In the case of website visits, data is usually restaged in different ways depending on the application it will support. The most common structures are star schemas that allow for efficient reporting. But these structures are not suitable for advanced analytics because they’re designed to create reports.
In an attempt to capture the richness of the information, logs are mapped to features that correspond to the visit characteristics (e.g., site visited, timestamp, page color, device used to access the page). This practice is problematic from a content and structure perspective, because feature content needs to be extensively documented and categorized.
I was involved in a project where there were more than 75,000 features.
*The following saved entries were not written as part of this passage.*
PR #95, opened 2017-02-21
ffaker import

rdlester:
Guess this doesn't matter any more, now that FFaker use is commented out, but I had to add a require statement to make db:setup work. Also stripped unnecessary whitespace while I was around.

### DIFF
--- a/angular-rails-app/db/seeds.rb
+++ b/angular-rails-app/db/seeds.rb
@@ -1,4 +1,6 @@
 =begin
+require 'ffaker'
+
 50.times do
      Property.create(
         street_address: FFaker::AddressUS.street_address,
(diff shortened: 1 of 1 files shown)


LKWLaLa:
@rdlester  Thanks!  Actually, feel free to use/uncomment FFaker.  I have been seeding my local database on an as needed basis, so I've changed the FFaker seed file around a few times.  If the current state is commented out, it is only because I did not want to re-run certain portions of it.  My mistake that it got pushed that way.  I've also taken for granted that I was the only one using certain things up to this point - so please feel free to give me a poke if anything is off.

rdlester:
@LKWLaLa I didn't intend to use the seed file, it just ran as part of db:setup...? I'll ping you offline on how to actually use the seed file.

LKWLaLa:
@rdlester Ah...  gotcha.  I've never tried db:setup, as I tend to run db:create, db:migrate, and db:seed separately.

PR #96, opened 2017-02-21
Cleanup and fixes

chrishenry:
# Changelog

### New

* Add more ignores to ensure data isn't actually committed. [Chris Henry]

### Changes

* Update owners rake task. [Chris Henry]

* Document that boros are to be passed around as 2 letter codes. [Chris Henry]

* Major cleanup of properties connector. [Chris Henry]

* Remove non-rails tables. [Chris Henry]

* Remove litigations from notebook (they were previously migrated to an import script) [Chris Henry]

These changes should result in some clearer output, as well as cleaner data.

For example;

```bash
root@6e53cda7c1bb:/angular-rails-app# rake db_connector:properties
Copying from hpd_buildings...done
Copying from pluto_nyc...done
Found 10370 addresses without registrationid...fixing.
Finished importing properties
```

Should also solve https://github.com/chrishenry/deltanyc-heatseek/issues/104


angular-rails-app/lib/tasks/db_connector.rake
```diff
@@ -49,32 +49,39 @@ namespace :db_connector do
...
-      sql = "UPDATE hpd_buildings SET boro = '#{key}' WHERE boro = '#{value}';"
-      conn.execute(sql)
-    end
-
-    # Load addresses from HPD. This will catch additional addresses in hpd that are *not* in pluto
+    # Load addresses from HPD.
+    print "Copying from hpd_buildings..."
     sql = "INSERT IGNORE INTO r_properties (street_address,city,state,zipcode,hpd_registration_id,borough,block,lot,created_at,updated_at)
-    SELECT TRIM(streetname), 'New York', 'New York', zip, registrationid, boro, block, lot, NOW(), NOW() FROM hpd_buildings;"
+    SELECT TRIM(streetname), 'New York', 'New York', zip, registrationid, boro, block, lot, NOW(), NOW() FROM hpd_buildings WHERE streetname != '' AND streetname IS NOT NULL AND registrationid != 0;"
```
rdlester: "New York" does not seem like it would always be the right city, given boroughs are used for postal addresses...?

angular-rails-app/db/schema.rb
```diff
@@ -13,286 +13,8 @@
...
-    t.string   "zonemap",       limit: 255
-    t.string   "zmcode",        limit: 255
-    t.string   "sanborn",       limit: 255
-    t.float    "taxmap",        limit: 24
-    t.string   "edesignum",     limit: 255
-    t.float    "appbbl",        limit: 24
-    t.datetime "appdate"
-    t.integer  "plutomapid",    limit: 8
-  end
-
```
rdlester: uh what happened to the schemas?

rdlester (approved):

angular-rails-app/db/schema.rb
chrishenry: This was cleanup of tables that the Rails application doesn't have to know about.

angular-rails-app/lib/tasks/db_connector.rake
chrishenry: Riight. Would borough be a better choice for that field then?

rdlester: I think so, yes.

You can imagine how time consuming it becomes to understand features and their relationships once they’re stored in a transactional manner where each feature is represented by a code. (For a review of this project, watch this video.)
Thinking from a structural perspective, a transactional table of features with timestamps has many rows. Each business question may require data to be stored, organized, transformed and served to users in different ways. For example, if you want to quickly guess website visitors’ demographic characteristics based on visit patterns, you first have to determine the appropriate time window, how quickly this window may change and how the “guessing” process can take place (real-time scoring or batch). Answering these questions will help reveal the best way to treat data upstream.
We should also note that the data structures used to develop analytical models based on data mining or machine learning have different requirements than the structures that support analytic business applications. In the digital example, the data required to build a predictive model allows for more than 75,000 possible features, but the scoring process only requires 30 features. That makes deployment of the scoring simpler than building the analytical data marts.
Finding the balance
So, what is the right balance between short- and long-term data storage in the world of big data? I rely on the following to decide:
- A practical perspective based on the main business uses for the data.
- The data structures needed for analytics.
- The relevancy of the data over time (and its changing nature).
- Development and deployments needs.